It’s currently hurtling towards the giant gas planet at 30km per second.

If all goes according to plan, Juno will map the gravitational and magnetic fields of Jupiter, characterise its internal structure and study the source of its raging 618km/h winds.

Juno will also hunt for water in Jupiter’s atmosphere, which may help explain how Earth got its water.

But before any of that can happen the solar powered probe must successfully pull off arguably the most critical phase of the mission since launching nearly five years ago.

The key event will take place about noon tomorrow AEST when the Juno probe will commence a 35-minute engine burn designed to allow the spacecraft to slow down enough for it to be captured by Jupiter’s powerful gravity.

In order to do so, Juno will have to survive a circuit-frying radiation storm generated by Jupiter’s powerful magnetic field. If anything goes wrong, there is nothing anyone can do.

The maelstrom of high energy particles travelling at nearly the speed of light is believed to be the harshest radiation environment in the Solar System.

To cope with the conditions, the spacecraft is protected by special radiation-hardened wiring and sensor shielding.

Its all-important “brain” — the flight computer — is housed in an armoured vault made of titanium and weighing almost 175kg.

If Juno successfully enters Jupiter’s orbit, NASA researchers will know via a very simple radio signal — a three second beep.

“I can tell you when that completes, you’re going to see a lot of celebration,” said Rick Nybakken, Juno’s project manager, “because that means we’ll be in orbit around Jupiter, and that’ll be really cool.”

The gas giant is the largest planet in our solar system, containing more mass than all the other planets combined — and scientists are chomping at the bit to learn more.

It will be the first time NASA has had a spacecraft orbiting Jupiter in more than a decade. Previously, the space agency’s unmanned Galileo spacecraft spent eight years orbiting the gaseous planet after launching in 1989.

However the Juno probe will be extremely close, flying to within 4667km of Jupiter’s swirling cloud tops. By comparison, Galileo made wide orbits at distances of hundreds of thousands of kilometres in order to avoid serious danger from the radiation.

“Looking for the kind of data Juno is looking for, you have to go in the kind of neighbourhoods where you could find trouble pretty quick,” Juno’s principal investigator Dr Scott Bolton said.

“We are not looking for trouble, we are looking for data,” he added.

As a further safeguard, Juno is programmed to follow a long orbital path that avoids Jupiter’s radiation belts as much as possible.

Despite all the precautionary measures being taken by NASA, the probe is not expected to last much longer than its planned lifespan of 20 months.

Unusually for a robotic space mission, Juno is carrying passengers — three Lego figures depicting the 17th century Italian astronomer Galileo Galilei, the Roman god Jupiter, and the deity’s wife Juno. Lego made the figures out of aluminium rather than the usual plastic so they could withstand the extreme conditions of space flight.

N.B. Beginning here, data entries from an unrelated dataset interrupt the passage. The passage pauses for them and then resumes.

Issue #1, opened 2014-07-17
%f and %F cannot be used together in the same printf statement.


rzinsly:
Printf statements that uses %f and %Hf  didn't work, the values printed will be zero instead of the real values of the variables in %f and %Hf.

For example, this: printf("%f (long double) %Hf (_Decimal64)\n", number, dd)
Will generate this output: 0.000000 (long double) 0.000000 (_Decimal64)

From libdfp side, for a value with 32 bits the function __d32_va (./printf_dfp.c:300) is called with the wrong parameter va_list *ap when this combination occurs, so the function stores the wrong value (something like 0E-101), maybe this is caused by some bug in glibc side.

When %f and %Hf is used together ___printf_fp is called earlier in _IO_vfprintf_internal than other hook combinations that I observed, maybe this could indicate what is wrong.

tuliom:
As explained in pull request #8 , we can't reproduce this issue anymore.

PR #8, opened 2015-05-04
Issue #1 invalid?

gftg85:
Hi,

I wrote this patch set because I believe that issue #1 is not valid.

The first patch in the set adds several tests (actually copied from tests/test-printf.c) that pass two % modifiers to printf. The first of them is %Lf. All tests succeed.
NOTE: We probably do not want this patch added to the master branch, but I kept it in the patch set, because it shows that %Lf works with a lot of other % modifiers.

The second patch adds a wrong test case that reproduces the bug, and explains (in the log message) why I believe that issue #1 is invalid.

The third patch fixes the wrong test case.


rzinsly:
The issue #1  is not about using %f for long double. It is about using %f and %Hf in the same printf statement.
If you print a float with %f and a _Decimal32 with a %Hf in the same printf statement does it prints the correct values? If the answer is yes the issue #1 is indeed invalid.

gftg85:
I added another patch that prints with "%f %Hf", but passes to printf a float and a _Decimal32, respectively.

This test case also works, so can we conclude that issue #1 is invalid?

tuliom:
I rebased this pull request, changed its commit message and pushed it as commit 9dc973a2.

PR #11, opened 2015-07-10
Initial debianization

frediz:
Here is the packaging for debian I did.
Would you mind integrating this upstream ?


tuliom:
I noticed the debian scripts are not integrated into libdfp build system.
So, I merged this PR into branch deb so that we can work on this without affecting the master branch.

Thanks!!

Also on board is a plaque dedicated to Galileo and provided by the Italian Space Agency. It shows a portrait of Galileo and text written by the astronomer in January 1610 while observing Jupiter’s four largest moons — later to be known as the Galilean moons.

The mission is part of the US space agency Nasa’s New Frontiers program of robotic space missions which last year saw the New Horizons spacecraft obtain close up views of dwarf planet Pluto.

Tomorrow morning’s nailbiting leg will mark the culmination of the mission so far after launching in August 2011 — and it’s going to provide some very nervous moments for the men and women behind it.

WHAT WE STILL DON’T KNOW ABOUT JUPITER

Jupiter is a ball of mostly hydrogen and helium and was probably the first planet to form. It’s 11 times wider than Earth and is 300 times heavier.

The most prominent feature of the gaseous planet is the Great Red Spot, a fierce storm in the atmosphere larger than Earth that has lasted for centuries. However in recent years the spot has been mysteriously shrinking.

It was once an oval about 41,036km wide in the late 1880s but when observed in 2014 it had shrunk to its smallest known size of 16,495km across.

Juno will explore how deep into the atmosphere the Great Red Spot extends to give researchers a better understanding of its nature. It will also be able to give researchers an idea of the amount of water in the planet’s atmosphere.

Jupiter’s aurora lights are the brightest in the solar system, making Earth’s northern and southern lights look exceptionally dim. The spectacular phenomena can stretch for tens of thousands of kilometres around the poles of the planet.

Juno will use sensors to identify the electrons and types of positive ions that produce the magical light show in order to allow researchers to better understand it.

As mentioned, one of the big questions Juno is expected to answer is whether or not Jupiter has a solid core. If that does prove to be the case, it will have a slight and measurable impact on Juno orbit. A constant radio signal being sent to Juno and relayed back to Earth will give scientists a picture of the internal makeup of the planet.

What the weather looks like below the stormy belt of clouds that surrounds the planet is also something scientists believe Juno can help them answer.

By analysing microwaves the spacecraft will be able to measure the chemical composition of the atmosphere over 500km below the tumultuous cloud tops.

— With AAP